ICD-10 Code E72.4 – Disorders of ornithine metabolism (2026): Diagnosis, Symptoms & Billing Guide
2026 ICD-10-CM Diagnosis Code E72.4 – Disorders of ornithine metabolism
What it is
E72.4 identifies inherited disorders that affect how the body processes ornithine, an amino acid involved in the urea cycle. Use it for documented ornithine metabolism abnormalities, including ornithine transcarbamylase-related conditions when specified as such.
Clinical signs
Clinical features vary; refer to documentation. Patients may present with signs of a urea cycle disorder, such as poor feeding, vomiting, lethargy, confusion, or recurrent hyperammonemia, but you should code only what is documented.
When to use this code
Use E72.4 when the provider documents a disorder of ornithine metabolism as the diagnosis or confirms an inherited ornithine-related metabolic defect.
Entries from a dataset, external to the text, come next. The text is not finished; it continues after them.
PR #1415, opened 2016-11-10
DDF-2520: Fixes windows path issue in storage provider

rzwiefel:
#### What does this PR do?
Windows does not allow ":" in a file path. We assumed that we could translate the URI in storage provider to a native file path. This is not always the case. We now validate each URI to make sure it conforms to our storage provider spec.

anyone

@jlcsmith 
@kcwire

### DIFF
--- a/catalog/core/catalog-core-api-impl/src/main/java/ddf/catalog/content/data/impl/ContentItemValidator.java
+++ b/catalog/core/catalog-core-api-impl/src/main/java/ddf/catalog/content/data/impl/ContentItemValidator.java
@@ -13,8 +13,6 @@
  **/
 package ddf.catalog.content.data.impl;
 
-import java.net.URI;
-import java.net.URISyntaxException;
 import java.util.regex.Pattern;
 
 import org.apache.commons.lang.StringUtils;
@@ -26,35 +24,52 @@ import ddf.catalog.content.data.ContentItem;
  * required by the {@link ddf.catalog.content.StorageProvider}.
  */
 public class ContentItemValidator {
-
     private static final Pattern QUALIFIER_PATTERN = Pattern.compile("\\w[a-zA-Z0-9_\\-]+");
+
+    // https://en.wikipedia.org/wiki/Universally_unique_identifier#Version_4_.28random.29
+    // xxxxxxxx-xxxx-4xxx-yxxx-xxxxxxxxxxxx
+    //    8      4     3    3       12
+    private static final String X = "[0-9a-fA-F]"; // a hex value
+
+    private static final String Y = "[89abAB]"; // second reserved bits
+
+    private static final String UUID_V4 = "x{8}-?x{4}-?4x{3}-?yx{3}-?x{12}".replace("x", X)
+            .replace("y", Y); // Note that the dashes in the UUID are optional.
+
+    private static final String CONTENT_REGEX = "content:uuid(#qualifier)?".replace("uuid", UUID_V4)
+            .replace("qualifier", QUALIFIER_PATTERN.pattern()); // Note the qualifier is optional
+
+    private static final Pattern CONTENT_PATTERN = Pattern.compile(CONTENT_REGEX);
 
     private ContentItemValidator() {
     }
 
-    public static void validate(ContentItem item) throws IllegalArgumentException {
+    public static boolean validate(ContentItem item) {
+        if (item == null || StringUtils.isBlank(item.getUri())) {
+            return false;
+        }
+
         if (StringUtils.isNotBlank(item.getQualifier())) {
-            validateInput(item.getQualifier(), QUALIFIER_PATTERN);
-        }
-
-        if (StringUtils.isNotBlank(item.getUri())) {
-            try {
-                new URI(item.getUri());
-            } catch (URISyntaxException e) {
-                throw new IllegalArgumentException("Unable to create content URI.", e);
+            boolean qualifierValid = validateInput(item.getQualifier(), QUALIFIER_PATTERN);
+            if (!qualifierValid) {
+                return false;
             }
-        } else {
-            throw new IllegalArgumentException("Cannot have an empty content URI.");
         }
 
+        if (CONTENT_PATTERN.matcher(item.getUri())
+                .matches()) {
+            return true;
+        }
+
+        return false;
     }
 
-    private static void validateInput(final String input, Pattern pattern) {
-        if (!pattern.matcher(input)
+    private static boolean validateInput(final String input, Pattern pattern) {
+        if (pattern.matcher(input)
                 .matches()) {
-            throw new IllegalArgumentException(
-                    "Illegal characters found while validating [" + input +
-                            "]. Allowable values must match: " + pattern.pattern());
+            return true;
         }
+
+        return false;
     }
 }
--- a/catalog/core/catalog-core-localstorageprovider/src/main/java/org/codice/ddf/catalog/content/impl/FileSystemStorageProvider.java
+++ b/catalog/core/catalog-core-localstorageprovider/src/main/java/org/codice/ddf/catalog/content/impl/FileSystemStorageProvider.java
@@ -114,7 +114,10 @@ public class FileSystemStorageProvider implements StorageProvider {
 
         for (ContentItem contentItem : contentItems) {
             try {
-                ContentItemValidator.validate(contentItem);
+                if (!ContentItemValidator.validate(contentItem)) {
+                    LOGGER.warn("Item is not valid: {}", contentItem);
+                    continue;
+                }
                 Path contentIdDir = getTempContentItemDir(createRequest.getId(),
                         new URI(contentItem.getUri()));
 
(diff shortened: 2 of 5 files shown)


catalog/core/catalog-core-localstorageprovider/src/main/java/org/codice/ddf/catalog/content/impl/FileSystemStorageProvider.java
```diff
@@ -233,6 +233,12 @@ public DeleteStorageResponse delete(DeleteStorageRequest deleteRequest)
                 // For deletion we can ignore the qualifier and assume everything under a given ID is
                 // to be removed.
                 Path contentIdDir = getContentItemDir(new URI(deletedContentItem.getUri()));
+
+                if (contentIdDir == null) {
+                    throw new StorageException(
```
jlcsmith: We shouldn't throw an exception here as it will skip all the other metacards in the delete request.

jlcsmith: In fact, I would also say that the catch block below (line 257) should not re-throw the exception.

jlcsmith:
@rzwiefel - we need to consider cases where the metacard has no associated content in the storage provider (eg, where metacard resource-uri is not content:<id>).  It appears that the StorageProvider code you modified assumes that the metacards in the delete request always have an associated item in the content store which is not correct (I could be mis-reading the code though).

rzwiefel:
@lessarderic unfortunately I can't make a positive test for it because it is a windows specific issue. Unless we have a strategy for doing that now.

catalog/core/catalog-core-localstorageprovider/src/main/java/org/codice/ddf/catalog/content/impl/FileSystemStorageProvider.java
```diff
@@ -455,9 +466,17 @@ private Path getTempContentItemDir(String requestId, URI contentUri) {
     private Path getContentItemDir(URI contentUri) {
         List<String> pathParts = getContentFilePathParts(contentUri.getSchemeSpecificPart(),
                 contentUri.getFragment());
-
-        return Paths.get(baseContentDirectory.toAbsolutePath()
-                .toString(), pathParts.toArray(new String[pathParts.size()]));
+        try {
+            return Paths.get(baseContentDirectory.toAbsolutePath()
```
brendan-hofmann: I think we want canonical, rather than absolute, paths here. Absolute paths can still contain symlinks, redirects, and OS expansion characters that may or may not be resolved correctly. [This](http://stackoverflow.com/a/1099370) is a good summary.

rzwiefel: Made it so FileSystemStorageProvider Automatically canonicalizes the path when the `baseContentDirectory` is set so everything in here can just use that path as is and it should be :100: (as opposed to everyone repeating the same work every time)

brendan-hofmann: 👍

rzwiefel:
@brendan-hofmann @lessarderic @jlcsmith 

Updated PR.
 * Updated ContentItemValidator to now only allow valid Content items based on the URI
 * Behavior is now to skip any content item that we "don't own"

There will still be the one issue of handling characters in the URI that are not valid filesystem path characters. https://codice.atlassian.net/browse/DDF-2650

catalog/core/catalog-core-localstorageprovider/src/main/java/org/codice/ddf/catalog/content/impl/FileSystemStorageProvider.java
```diff
@@ -484,6 +502,9 @@ private Path getContentItemDir(URI contentUri) {
 
     private Path getContentFilePath(URI uri) throws StorageException {
         Path contentIdDir = getContentItemDir(uri);
+        if (contentIdDir == null) {
+            throw new StorageException("Could find file path for URI :" + uri.toString());
```
jlcsmith: nit: typo "Could find..." should be "Could not find..."

jlcsmith:
@rzwiefel - are there tests to cover bulk deletes where one of the content items is invalid?

catalog/core/catalog-core-api-impl/src/main/java/ddf/catalog/content/data/impl/ContentItemValidator.java
```diff
@@ -26,35 +24,52 @@
  * required by the {@link ddf.catalog.content.StorageProvider}.
  */
 public class ContentItemValidator {
-
     private static final Pattern QUALIFIER_PATTERN = Pattern.compile("\\w[a-zA-Z0-9_\\-]+");
```
brendan-hofmann: Why validate with regexes instead of letting the URI and UUID constructors figure it out for you? Just get and assert on the URI scheme as well and you're done.

catalog/core/catalog-core-localstorageprovider/src/main/java/org/codice/ddf/catalog/content/impl/FileSystemStorageProvider.java
rzwiefel: This was not supposed to be in this PR, removing.

rzwiefel:
@jlcsmith We don't actually run validation on the delete content items. Not sure if that was intentional or not. I can ask @kcwire  since he was in here last. Any preferences?

catalog/core/catalog-core-localstorageprovider/src/main/java/org/codice/ddf/catalog/content/impl/FileSystemStorageProvider.java
```diff
@@ -459,9 +464,17 @@ private Path getTempContentItemDir(String requestId, URI contentUri) {
...
                 contentUri.getFragment());
-
-        return Paths.get(baseContentDirectory.toAbsolutePath()
-                .toString(), pathParts.toArray(new String[pathParts.size()]));
+        try {
+            return Paths.get(baseContentDirectory.toString(),
+                    pathParts.toArray(new String[pathParts.size()]));
+        } catch (InvalidPathException e) {
+            LOGGER.debug("Invalid path: [{}/{}]",
+                    baseContentDirectory.toAbsolutePath()
```
brendan-hofmann: I know it's just debug logging but  could still use canonical path here to be consistent. 😄

catalog/core/catalog-core-api-impl/src/main/java/ddf/catalog/content/data/impl/ContentItemValidator.java
rzwiefel: Because flow control with Exceptions is gross. Also Thats what they were doing before and we might as well actually explicitly define (like a regex) what we are expecting. It is far clearer than creating a URI and doing nothing with it purely for the side effect of the exception for validation.

catalog/core/catalog-core-localstorageprovider/src/main/java/org/codice/ddf/catalog/content/impl/FileSystemStorageProvider.java
rzwiefel: It should already be canonical path. I can remove the toabsolute path tho 👍

catalog/core/catalog-core-api-impl/src/main/java/ddf/catalog/content/data/impl/ContentItemValidator.java
rzwiefel: Also we allow the UUID's to not contain the dashes (and most cases don't) which is how the actual UUID expects the UUID to come in formatted

rzwiefel: They are not the validation we support, so they will not work in this case.

rzwiefel: One of the purposes for this change is because a URI is **too** broad which caused bugs. So we can't use URI. Also as previously stated the UUID will not work since we support no dashes. We really only support content:uuid#qualifier, so hence the regex to validate.

brendan-hofmann: I had forgotten that we strip dashes from the UUID. (as an aside we only do that due to a solr limitation) With that in mind, I see the need for regexes instead.

I'm not sure that we really note this anywhere, or what the correct place to do so would even be. This validator seems like it could use an explanatory comment. As you noted, more naive interpretations have already caused us problems in the past.

rzwiefel: I can most certainly add a note about it here. Also, I do have explicit tests with comments that show we allow dash and dash-less id's which hopefully will help.

rzwiefel:
@jlcsmith Added validation for delete and test for delete

catalog/core/catalog-core-api-impl/src/main/java/ddf/catalog/content/data/impl/ContentItemValidator.java
pklinef: @brendan-hofmann Stripping dashes from the UUID predates the use of Solr.  I don't know why they were stripped originally.  Maybe @shaundmorris remembers.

It is also appropriate when the record describes a specific ornithine pathway disorder without a more precise ICD-10-CM option. Check documentation if the note only mentions abnormal amino acid testing.
Do not use for
Do not use this code for nonspecific ammonia elevation without a diagnosed ornithine disorder. Do not assign it when the chart documents another metabolic condition or a different urea cycle defect more specifically.
Coding tip
Code the most specific documented metabolic diagnosis, and query the provider if the record only says “ornithine abnormality” or “possible urea cycle disorder.”